I’ve had an up-close experience with pain since November 17, 2019, at 2:30pm. Yes, I know the date and time well because that was when I had a freak bicycle accident, in my neighborhood that resulted in a broken tibia in two places. In laymen’s language that means I broke my leg in two places in the knee area. As I’ve “walked” this journey of rehabilitation, I am amazed at the parallels of physical pain to emotional pain. For sure I see three noteworthy ways pain impacts our daily life.
1 | Self-protection becomes the number one concern
The incredible pain in my right leg became my main focus. I guarded that painful area with my life. Even though I had a protective brace the length of my leg, I made sure nothing hit, bumped or touched me. I became like a well-trained watchdog to make sure this painful area was guarded from any further pain. As much as I trust my husband, I really didn’t trust him around my injured leg.

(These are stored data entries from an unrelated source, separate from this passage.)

PR #395, opened 2023-07-12
Change the default warning message of CmdletPreviewAttribute and allow setting ETA

BethanyZhou:
image

### DIFF
--- a/src/Common/AzurePSCmdlet.cs
+++ b/src/Common/AzurePSCmdlet.cs
@@ -47,7 +47,7 @@ namespace Microsoft.WindowsAzure.Commands.Utilities.Common
         IAzureEventListener _azureEventListener;
         protected static ConcurrentQueue<string> InitializationWarnings { get; set; } = new ConcurrentQueue<string>();
 
-        protected static ConcurrentQueue<string> AnnouncedPreviewMessageCmdlets { get; set; } = new ConcurrentQueue<string>();
+        protected static ConcurrentQueue<string> PromptedPreviewMessageCmdlets { get; set; } = new ConcurrentQueue<string>();
 
         private RecordingTracingInterceptor _httpTracingInterceptor;
         private object lockObject = new object();
@@ -384,11 +384,12 @@ namespace Microsoft.WindowsAzure.Commands.Utilities.Common
                 // Write preview message once for each cmdlet in one session
                 // Preview message may be outputed more than once if a cmdlet is concurrently called
                 // Considering lock affects performance but warning message is no harm
-                if (!AnnouncedPreviewMessageCmdlets.Contains(this.MyInvocation.MyCommand.Name)
+                if (this.MyInvocation?.MyCommand != null
+                    && !PromptedPreviewMessageCmdlets.Contains(this.MyInvocation?.MyCommand?.Name)
                     && PreviewAttributeHelper.ContainsPreviewAttribute(this.GetType(), this.MyInvocation))
                 {
                     PreviewAttributeHelper.ProcessCustomAttributesAtRuntime(this.GetType(), this.MyInvocation, WriteWarning);
-                    AnnouncedPreviewMessageCmdlets.Enqueue(this.MyInvocation.MyCommand.Name);
+                    PromptedPreviewMessageCmdlets.Enqueue(this.MyInvocation.MyCommand.Name);
                 }
             }
         }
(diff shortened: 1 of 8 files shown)


src/Common/AzurePSCmdlet.cs
```diff
@@ -378,7 +380,16 @@ private void WriteBreakingChangeOrPreviewMessage()
                 && configManager.GetConfigValue<bool>(ConfigKeysForCommon.DisplayBreakingChangeWarning))
             {
                 BreakingChangeAttributeHelper.ProcessCustomAttributesAtRuntime(this.GetType(), this.MyInvocation, WriteWarning);
-                PreviewAttributeHelper.ProcessCustomAttributesAtRuntime(this.GetType(), this.MyInvocation, WriteDebug);
+
+                // Write preview message once for each cmdlet in one session
+                // Preview message may be outputed more than once if a cmdlet is concurrently called
+                // Considering lock affects performance but warning message is no harm
+                if (!AnnouncedPreviewMessageCmdlets.Contains(this.MyInvocation.MyCommand.Name)
```
isra-fel, line 387: Better to check MyInvocation and MyCommand are not null, like
https://github.com/Azure/azure-powershell-common/blob/dfe6dba5490467c7855a497b0dfec04c5111f49e/src/Common/AzurePSCmdlet.cs#L683

src/Common/AzurePSCmdlet.cs
```diff
@@ -47,6 +47,8 @@ public abstract class AzurePSCmdlet : PSCmdlet, IDisposable
         IAzureEventListener _azureEventListener;
         protected static ConcurrentQueue<string> InitializationWarnings { get; set; } = new ConcurrentQueue<string>();
 
+        protected static ConcurrentQueue<string> AnnouncedPreviewMessageCmdlets { get; set; } = new ConcurrentQueue<string>();
```
isra-fel, line 50: Announced -> Prompted

src/Common/CustomAttributes/CmdletPreviewAttribute.cs
```diff
@@ -25,19 +26,36 @@ public class CmdletPreviewAttribute : System.Attribute
...
             this._message = Resources.PreviewCmdletMessage;
         }
 
         public CmdletPreviewAttribute(string message)
         {
-            this._message = message;
+            this._message = string.IsNullOrEmpty(message) ? Resources.PreviewCmdletMessage : message;
+        }
+
+        public CmdletPreviewAttribute(string message, string estimatedDateOfGa) : this(message)
```
isra-fel, line 43: Do we already have cases of GA date in azure-powershell repo?

isra-fel, line 43: How do we avoid confusion for dates like "1/2/2023"? Some may interpret it as Jan 2nd, some Feb 1st.

src/Common/CustomAttributes/PreviewAttributeHelper.cs
```diff
@@ -33,16 +34,31 @@ internal class PreviewAttributeHelper
...
 
+        /// <summary>
+        /// Process CmdletExperimentation attribute in runtime
+        /// </summary>
+        /// <param name="type"></param>
+        /// <param name="invocationInfo"></param>
+        /// <param name="writeOutput"></param>
+        public static bool ContainsPreviewAttribute(Type type, InvocationInfo invocationInfo)
+        {
+            return GetAllAttributesInType(type, invocationInfo).Count() > 0;
```
isra-fel, line 59: Just want to double check that although the method is called `GetAllAttributesInType`, it only gets preview attribute and ignores other kinds of attributes.

src/Common/CustomAttributes/CmdletPreviewAttribute.cs
BethanyZhou: Searched whole repo, no such case is found.

src/Common/CustomAttributes/PreviewAttributeHelper.cs
BethanyZhou: Yes, that's true.

src/Common/CustomAttributes/CmdletPreviewAttribute.cs
BethanyZhou: The date assume the date follows "en-US" culture like breaking change attribute, which means dates are written in the month–day–year order.

BethanyZhou: The benefits of using local culture to display estimated GA date is customer are more familiar with their local date. But considering:
- to keep consistent with breaking change attribute, CmdletPreviewAttribute won't display estimatedGaDate with local culture to avoid introduce new confusion.
- Customer may use the output as the input of DateTime, standard date time will avoid parse issue.

isra-fel (approved):

wyunchi-ms (approved):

He might hit it or bump it and there I would be…sitting in more pain!
2 | My pain controlled my life
My daily routine was about taking my pain meds on time because going without them set me back into pain and it took a few more hours to get out of the pain. I made sure ice was applied frequently. My day was consumed with taking care of my pain, which meant trying to stop it or trying to prevent it from getting worse,
3 | I noticed spiritually I wasn’t “as sharp”
Because of the pain meds and the focus on the pain and prevention of pain, I wasn’t able to “get into” my quiet time or even pray. I was “floating” …aware that God was carrying me but unable to connect with Him in my usual manner.
I realize how my clients suffering from emotional pain could go through this same process I did in my healing journey. Their main focus is to try not to feel the same pain again. The pain impacts and controls the way they respond to and handle life. The pain disconnects them from their source.
On my own, I wouldn’t have made near as much progress. I needed help getting through my season of physical brokenness. Getting through “this” was impossible on my own. Sometimes I had to bite the bullet and ask my husband for the simplest of things. Day after day he patiently delivered what I needed to my recliner. He brought my phone, my IPad, and my laptop and put my socks on my feet every morning. In my counseling room, a couple of times I even had to ask clients to move my walker where I could reach it.
The answer to pain is to patiently do what you need to do to heal. That means you don’t ignore the pain. You acknowledge you’ve been hurt. You go to others who can help you walk the road to recovery. For me, it was and still is Physical Therapy. For you, it could be professional therapy or counseling. Don’t let your emotional pain and resultant pain impacts run your life! There are ways to get help, to reach out and begin the process of healing. Your emotional pain doesn’t have to control your daily life even though it has a great capacity to do so.